Filipino broadcaster (born 1980)

Oh Sang-mi, better known as Sam Oh is a South Korean television host, radio broadcaster. A Korean expatriate who has been living in the Philippines for 20 years. She can speak Filipino and English in addition to her native Korean. She has been the main hostess of Rated Oh! on Solar Entertainment's ETC cable channel for eight seasons and a columnist of The Manila Times.

Oh landed the job on ETC through an audition, which was turned into a reality show.

She had a morning radio show on 99.5 Hit FM (now 99.5 Play FM) entitled Sam Vs Sam with former co-host Sam YG (until Sam YG was suspended by management which led to his eventual transfer to Magic 89.9 in July 2007). By September, she was part of its replacement, The HiT Morning Crew, along with the Flushmasters Sonny B & Bennii and newsgirl Christina (previously with Robi the Rascal and Boytoy Chevy Chase).

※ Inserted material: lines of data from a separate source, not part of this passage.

PR #45, opened 2017-04-14
Sergei/endpoints fix

UnderGreen:


e2e/framework/framework.go
```diff
@@ -159,19 +158,14 @@ func InitializeCluster() {
...
-			// but tests like update need it
-			if Cluster != nil {
-				testState.EntryURL = strings.Replace(Cluster.OpsCenterURL(), "61009", "32009", -1)
-			}
-		}
 	} else {
 		Cluster, err = infra.New(config, TestContext.OpsCenterURL, provisioner)
 	}
 	Expect(err).NotTo(HaveOccurred())
+	testState.EntryURL = Cluster.OpsCenterURL()
```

That show lasted until she decided to leave radio for good to concentrate on her new television show Living It Up on Q. (Such timing occurred when Hit was about to rebrand to Campus 99.5 in March 2008.) Oh has also posed for FHM Philippines as part of "The Girls of FHM" in its September 2006 issue.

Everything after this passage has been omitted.